List of things wrong with OLPCs Operating System:

  1. The connectivity metaphore on start up is inappropriate for people in areas where connectivity is a long way away. The OLPC is more useful to people in Tuvalu as a device for games, media and typing before it is for connecting to the Internet, so the connectivity interface should not be the main focus at start up.
  2. That said, we were using wireless connectivity in the Government building, but the OLPCs holding that connection was flakey. We had no trouble keeping a connection to the network on the Windows machines, but the OLPCs kept dropping. Placing a Wireless modem in the room with us seemed to help the situation.

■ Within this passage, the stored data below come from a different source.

PR #2847, opened 2024-12-03
[#8499] a4-polls: create info box for unregistered users

hom3mad3:
### Polls UI customization: Info box for unregistered users
- created new snippet for the box
- refactored the module description to remove duplicates and make it more maintainable

#### Desktop
Screenshot 2024-12-03 at 16-06-11 Private Project — adhocracy _liqd-orga

### DIFF
--- a/apps/projects/templates/a4_candy_projects/project_detail.html
+++ b/apps/projects/templates/a4_candy_projects/project_detail.html
@@ -196,16 +196,7 @@
                     </div>
 
                     {% else %} <!-- if just one module and no phase view to dispatch to -->
-                    <div class="row">
-                        <div class="col-md-8 offset-md-2 mb-3">
-                            {% block module_description %}
-                                {% if module.phases.first.type != 'a4_candy_interactive_events:issue' %}
-                                <h1 class="project-header__title">{{ module.name }}</h1>
-                                <p class="project-header__description">{{ module.description }}</p>
-                                {% endif %}
-                            {% endblock %}
-                        </div>
-                    </div>
+                    {% include "a4modules/includes/module_description.html" %}
                     {% if module.phases.first.type != 'a4_candy_interactive_events:issue' %}
                         {% if not module.active_phase %}
                         <div class="row">
--- a/adhocracy-plus/assets/scss/components/_info_box.scss
+++ b/adhocracy-plus/assets/scss/components/_info_box.scss
@@ -1,0 +1,21 @@
+.info-box {
+    background-color: $brand-primary-tint;
+    padding: $spacer;
+    margin: $spacer 0;
+    display: flex;
+    flex-direction: column;
+
+    &__content {
+        display: flex;
+        align-items: first baseline;
+        gap: $spacer; // Space between icon and text
+
+        p {
+            margin-bottom: 0;
+        }
+    }
+
+    &__text {
+        flex-grow: 1;
+    }
+}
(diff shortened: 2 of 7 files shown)


apps/projects/templates/a4_candy_projects/project_detail.html
```diff
@@ -1,324 +1,285 @@
...
-<meta property="og:image:height" content="500">
-{% endif %}
-{% endblock %}
+    {% if project.image %}
+        <meta name="twitter:image" content="{{ project.image |thumbnail_url:'heroimage' }}">
+            <meta name="linkedin:image" content="{{ project.image |thumbnail_url:'heroimage' }}">
+                <meta property="og:image" content="{{ project.image |thumbnail_url:'heroimage' }}">
+                    <meta property="og:image:width" content="1500">
+                        <meta property="og:image:height" content="500">
+                        {% endif %}
```
goapunk, line 13: the indentation here seems off, should be on the same line as the `if`, same goes for the blocks below

goapunk:
@hom3mad3 the design changed for me now, also compared to the screenshot you posted so I assume it's not intentional, the module details are now centered in a smaller container:
Screenshot 2024-12-05 at 16-48-00 poll — adhocracy _liqd-orga

goapunk:
> > @hom3mad3 the design changed for me now, also compared to the screenshot you posted so I assume it's not intentional (or a firefox vs safari issue?) The module details are now centred in a smaller container:
> 
> argh :/ very confused now

looks like the content is suddenly full width instead of having the grey column left and right, maybe something got lost during the reformatting?

apps/projects/templates/a4_candy_projects/project_detail.html
```diff
@@ -1,324 +1,296 @@
...
-                    <div class="row">
-                    {% if project.is_private %}
-                        <div class="col-md-10 col-lg-8 offset-md-1 offset-lg-2 u-font-size-xs my-4">
-                            <i class="fas fa-lock pe-2" aria-hidden="true"></i>{% translate 'This project is not publicly visible. Only invited users can see content and actively participate.' %}
-                        </div>
-                    {% elif project.is_semipublic %}
-                        <div class="col-md-10 col-lg-8 offset-md-1 offset-lg-2 u-font-size-xs my-4">
-                            <i class="fas fa-eye pe-2" aria-hidden="true"></i>{% translate 'This project is publicly visible. Invited users can actively participate.' %}
+                    <!-- these blocks are only filled when in phase view -->
+                    {% if project_action %}
```
goapunk, line 244: This won't work as far as I know, there is no good way to check if a `block` has content or not. It sadly just means that we will have to have the empty div below

goapunk (changes requested):
The poll header bit is fine now but sadly the grey side bits are gone:
aplus-dev (https://aplus-dev.liqd.net/buro-fur-vielfalt/projects/umfrage-3/):
Screenshot 2024-12-10 at 17-36-57 Poll — adhocracy _Julian-Test2244
and in this pr:
Screenshot 2024-12-10 at 17-37-17 poll — adhocracy _liqd-orga

goapunk:
> > The poll header bit is fine now but sadly the grey side bits are gone
> 
> @goapunk thanks. i'll probably just start this from scratch. all the context switching those last weeks means i have no idea what happened anymore 🫠

No worries, maybe a helpful approach especially for reviewing would be to either first do the changes without the formatting (e.g. commit with -n) or the other way round, first format the files and then do the changes in a second commit

goapunk (approved):
LGTM, thanks!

Another problem relating to connectivity was the amount of time some of the OLPCs took to connect. Some didn’t at all. All of them need clearer indication of progress in connecting.
  3. The pop up menu for the operating system is very frustrating and seems to be affected by processing. Sometimes it is slow to initiate and even slower to disappear. I think its better to use the key on the keyboard instead, and turn off the mouse over feature.
  4. Need better preloaders for the software. When we clicked an icon the software takes a while to load. Sometimes the loader dialog that says “starting” would take too long to appear. The icon does appear in the pie chart indicating active applications, perhaps something in that graphic could more effectively illustrate it as loading.
  5. The browser must have tabbed browsing! If I missed where it was, then it is too hard to find. There was no right click option on any of the OLPC we were using, and I don’t know if there is meant to be. If the tabbed browsing relies on a right click then we were thwarted. Also, I think the browser needs work on its layout and features. The address bar takes up too much room and for some unkown reason wants to display the page name instead of the URL. The URL is for more useful in terms of information, and having to click into the address bar just to check the URL is just silly. The scroll bars are too small, and especially noticable when managing a website with a scrolling window inside it, like the edit view of a wiki. We didn’t try any ajax, java or flash – but I hope they are good to go!
  6. I couldn’t work out how to manage files. I could download PDFs ok, but it was a bit of a fumble to display them, and I have no idea how to save them. I tried plugging in a USB but as far as I could tell, no new icon appeared offering me access, and nowhere in the browser of the PDF display could I find how to save the file to the USB.
  7. I wonder about the touch pad. I am used to using them and use the one on this Asus all the time, but seeing as the OLPCs are so ready to think outside the square, lets rethink the touch pad. If you didn’t have the touch pad, you could have so much more room for keys! Apart from supplying a small mouse (which is infinately more easy to use) I wonder if the game controllers in the screen could substitute a mouse, as could smart use of the tab key. That little blue dial that IBM used in the middle of their keyboard had potential I thought.
  8. I reckon the operting systemm and software should completely change, and I’d suggest something like what Asus has done. I can certainly appreciate the innovations that I’ve found so far, but the extreme difference between the OLPC and other OS is too great, and will affect the usefulness of the laptops… think of it like Vista.. you are causing stress and lock in by being so different. The OLPC is not the place to experiment if your primary objective is to offer people in poorer econimies to access and exploit opportunities. Of course there is the new opportunity of servicing and adminstering the OLPCs themselves, but that’s hardly sustainable and I hope it wasn’t planned for!